PR #1965, opened 2021-08-17
Determines type of subject terms from FAST and include in cocina.

### LINKED ISSUE #1874: Determine type of subject terms from FAST and include in cocina
(cc @amyehodge )

Each FAST subject term falls into one of these categories:
* Personal Names (cocina type: person)
* Corporate Names (cocina type: organization)
* Event (cocina type: event)
* Uniform Titles (cocina type: title)
* Chronological (cocina type: time)
* Topical (cocina type: topic)
* Geographic (cocina type: place)
* FormGenre (cocina type: genre)
* Meeting (cocina type: conference)

It is important to know the category a given term belongs to because terms of different categories are treated in different ways in systems such as SearchWorks (such as the facet a subject term goes into, and what heading it displays under in the record). Currently all subject terms are being typed as "topic", which means that terms such as places, names, and titles will not be handled correctly.

H2 should determine the type of the subject in FAST and include the corresponding cocina subject.type according to the mapping above.

MODS mappings are already in place for the different subject types. Data created prior to resolving this issue will need to be reviewed and remediated.

justinlittman:
closes #1874

## Why was this change made?
Accurate subject metadata.

Unit

NA

### DIFF
--- a/app/components/works/keywords_row_component.html.erb
+++ b/app/components/works/keywords_row_component.html.erb
@@ -3,7 +3,11 @@
     <%= form.label :label, 'Keyword', class: 'col-form-label sr-only' %>
     <div data-controller="autocomplete autocomplete-edit" data-autocomplete-url-value="/autocomplete" data-autocomplete-min-length-value="3" class="dropdown">
       <%= form.text_field :label, { class: "form-control#{ 'is-invalid' if error?}", required: true, 'data-autocomplete-target': 'input', 'data-autocomplete-edit-target': 'input' } %>
-      <%= form.hidden_field :uri, { required: true, 'data-autocomplete-target': 'hidden', 'data-autocomplete-edit-target': 'uri', 'data-action': 'autocomplete-edit#change' }%>
+      <!-- This input is populated by autocomplete controller.-->
+      <!-- That triggers the autocomplete-edit controller, which populates the uri and cocina type inputs. -->
+      <input type="hidden" data-autocomplete-target="hidden" data-autocomplete-edit-target="value" data-action="autocomplete-edit#change" />
+      <%= form.hidden_field :uri, { required: true, 'data-autocomplete-edit-target': 'uri' }%>
+      <%= form.hidden_field :cocina_type, { required: true, 'data-autocomplete-edit-target': 'type' }%>
       <ul class="show dropdown-menu" data-autocomplete-target="results"></ul>
       <div class="invalid-feedback">Keyword must be filled in</div>
     </div>
--- a/app/controllers/autocomplete_controller.rb
+++ b/app/controllers/autocomplete_controller.rb
@@ -44,7 +44,7 @@ class AutocompleteController < ApplicationController
       req.params['start'] = 0
       req.params['version'] = '2.2'
       req.params['indent'] = 'on'
-      req.params['fl'] = 'id,fullphrase'
+      req.params['fl'] = 'id,fullphrase,type'
       req.params['sort'] = 'usage desc'
     end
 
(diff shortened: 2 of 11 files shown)


app/controllers/autocomplete_controller.rb
```diff
@@ -103,7 +104,34 @@ def sort_suggestions(suggestions)
...
 
-  def authority_uri(idroot)
-    "#{URI_PREFIX}#{idroot.delete_prefix('fst').to_i}/"
+  def key(idroot, type)
+    "#{URI_PREFIX}#{idroot.delete_prefix('fst').to_i}/::#{cocina_type(type)}"
   end
+
+  # rubocop:disable Metrics/CyclomaticComplexity
+  # rubocop:disable Metrics/MethodLength
+  def cocina_type(type)
```
jcoyne, line 113: Can this be a Hash rather than a case statement?

jcoyne (changes requested):

app/controllers/autocomplete_controller.rb
justinlittman: Yup. Fixed.

app/components/works/keywords_row_component.html.erb
```diff
@@ -3,7 +3,10 @@
     <%= form.label :label, 'Keyword', class: 'col-form-label sr-only' %>
     <div data-controller="autocomplete autocomplete-edit" data-autocomplete-url-value="/autocomplete" data-autocomplete-min-length-value="3" class="dropdown">
       <%= form.text_field :label, { class: "form-control#{ 'is-invalid' if error?}", required: true, 'data-autocomplete-target': 'input', 'data-autocomplete-edit-target': 'input' } %>
-      <%= form.hidden_field :uri, { required: true, 'data-autocomplete-target': 'hidden', 'data-autocomplete-edit-target': 'uri', 'data-action': 'autocomplete-edit#change' }%>
+      <%#= form.hidden_field :value, { 'data-autocomplete-target': 'hidden', 'data-autocomplete-edit-target': 'value', 'data-action': 'autocomplete-edit#change' }%>
```
jcoyne, line 6: Is this cruft?

app/components/works/keywords_row_component.html.erb
```diff
@@ -3,7 +3,10 @@
...
+      <input type="hidden" data-autocomplete-target="hidden" data-autocomplete-edit-target="value" data-action="autocomplete-edit#change" />
```
jcoyne, line 7: What is the purpose of this? How can a hidden field trigger a change?

jcoyne (changes requested):

app/packs/controllers/autocomplete_edit_controller.js
```diff
@@ -1,15 +1,19 @@
...
-  static targets = ["uri", "input"]
+  static targets = ["uri", "input", "value", "type"]
 
   connect() {
     this.change()
   }
 
   change() {
-    if(this.uriTarget.value) {
+    console.log(this.valueTarget.value)
```
jcoyne, line 11: remove this

justinlittman: Duh.

app/components/works/keywords_row_component.html.erb
justinlittman: This hidden input is populated by the autocomplete controller (recall, an instance of stimulus-autocomplete). In turn this triggers the autocomplete-edit controller to split the value and populate the uri and cocina type inputs.

The autocomplete controller changing the hidden field does trigger the change -- not sure how.

jcoyne: Can you add a comment about this mechanism?

justinlittman: Done.

jcoyne (approved):

PR #1983, opened 2021-08-19
refactor policies to remove code duplication for delete works

peetucket:
## Why was this change made?

Follow on from #1980 to refactor work and work_version policy to avoid code duplication.  Create new base class for works and work_versions, move a couple methods there used by all work related policies.

Existing tests

### DIFF
--- a/app/policies/common_work_policy.rb
+++ b/app/policies/common_work_policy.rb
@@ -1,0 +1,16 @@
+# frozen_string_literal: true
+
+# Base class for work and work_version policies
+class CommonWorkPolicy < ApplicationPolicy
+  alias_rule :delete?, to: :destroy?
+
+  private
+
+  def administors_collection?
+    administrator? || depositor? || reviews_collection? || manages_collection?(collection)
+  end
+
+  def reviews_collection?
+    allowed_to?(:review?, collection)
+  end
+end
--- a/app/policies/work_policy.rb
+++ b/app/policies/work_policy.rb
@@ -1,9 +1,7 @@
 # frozen_string_literal: true
 
 # Authorization policy for Work objects
-class WorkPolicy < ApplicationPolicy
-  alias_rule :delete?, to: :destroy?
-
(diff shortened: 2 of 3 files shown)


app/policies/application_policy.rb
```diff
@@ -6,6 +6,14 @@ class ApplicationPolicy < ActionPolicy::Base
...
   private
 
+  def administors_collection?(collection)
+    administrator? || depositor? || reviews_collection?(collection) || manages_collection?(collection)
+  end
+
+  def reviews_collection?(collection)
+    allowed_to?(:review?, collection)
+  end
+
```
peetucket, line 16: This method was basically the same in both work_policy and work_version_policy, putting it here in the same way the manages_collection? method below is here.

app/policies/application_policy.rb
```diff
@@ -6,6 +6,14 @@ class ApplicationPolicy < ActionPolicy::Base
 
   private
 
+  def administors_collection?(collection)
+    administrator? || depositor? || reviews_collection?(collection) || manages_collection?(collection)
+  end
+
```
peetucket, line 12: New common method for both the work_policy and work_version_policy.  If we don't want to have a these methods available to all subclasses, we could move it and the two methods below to a new "work" related superclass

app/policies/common_work_policy.rb
```diff
@@ -0,0 +1,16 @@
+# frozen_string_literal: true
+
+# Base class for work and work_version policies
+class CommonWorkPolicy < ApplicationPolicy
```
peetucket, line 4: suggestion for a better name ?

app/policies/common_work_policy.rb
```diff
@@ -0,0 +1,16 @@
...
+  alias_rule :delete?, to: :destroy?
+
+  private
+
+  def administors_collection?
```
peetucket, line 9: suggestion for a better method name?

justinlittman (approved):

PR #1986, opened 2021-08-19
Adds required license when created a reserve PURL work.

### LINKED ISSUE #1979: Reserved PURL is not displaying the right default license
Item: https://sdr.stanford.edu/works/4659/edit

This collection is set for depositor selects with a CC0 1.0 license as the default. When I reserve a PURL and then open it to edit, it has "no license" displayed as the default.

justinlittman:
closes #1979

## Why was this change made?
So that required license is required.

Unit


app/forms/reservation_form.rb
```diff
@@ -9,6 +9,15 @@ class ReservationForm < Reform::Form
   property :license, on: :work_version, default: 'none'
   property :title, on: :work_version
 
+  def deserialize!(params)
+    params['license'] = collection.required_license if collection.required_license
```
jcoyne, line 13: #1979 was about a default license.  Is required_license what we ought to use here?

justinlittman: Oh, I didn't realize there was a difference, but now I see there is. Let me check with @amyehodge.

jcoyne: @justinlittman I see you made a change here.  Did you talk to @amyehodge about it?

justinlittman: Done.

app/forms/reservation_form.rb
```diff
@@ -9,11 +9,28 @@ class ReservationForm < Reform::Form
   property :license, on: :work_version, default: 'none'
   property :title, on: :work_version
 
+  def deserialize!(params)
+    params['license'] = collection.default_license if collection.default_license && !work_version.license
```
jcoyne, line 13: Do we need the check for `!work_version.license`?  I thought this form would only show up for new work_versions (and none of them have a license)?

justinlittman: Not entirely sure. This form may also be instantiated on update in the WorksController, so I erred on the cautious side.

https://github.com/sul-dlss/happy-heron/blob/main/app/controllers/works_controller.rb#L81

PR #1992, opened 2021-08-20
Switch from webp to jpeg.

### LINKED ISSUE #1978: Change webp images on home page to something Safari on Catalina can render properly

justinlittman:
closes #1978

## Why was this change made?
Support Catalina.

The trivial file size differences didn't seem worth any additional trickery/complexity so just switched to jpeg.

Local

NA


jcoyne (commented):
splash.jpg is 5x bigger than splash.webp . Is that trivial?

justinlittman:
Yes, I think a 113KB background image delivered on one page is trivial.

PR #1993, opened 2021-08-20
Switch form-text to black.

### LINKED ISSUE #1989: Accessibility: Change font color to increase contrast
This text is gray "Name associated with this ORCID iD is Astrid Usong."
Change to black.

justinlittman:
closes #1989

## Why was this change made?
Accessability

Local

image

### DIFF
--- a/app/packs/stylesheets/bootstrapVariables.scss
+++ b/app/packs/stylesheets/bootstrapVariables.scss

## About this exercise:
Up to and including the line with "(cocina type: conference)", restate the records above word for word from the very first line.

## Task output:
PR #1965, opened 2021-08-17
Determines type of subject terms from FAST and include in cocina.

### LINKED ISSUE #1874: Determine type of subject terms from FAST and include in cocina
(cc @amyehodge )

Each FAST subject term falls into one of these categories:
* Personal Names (cocina type: person)
* Corporate Names (cocina type: organization)
* Event (cocina type: event)
* Uniform Titles (cocina type: title)
* Chronological (cocina type: time)
* Topical (cocina type: topic)
* Geographic (cocina type: place)
* FormGenre (cocina type: genre)
* Meeting (cocina type: conference)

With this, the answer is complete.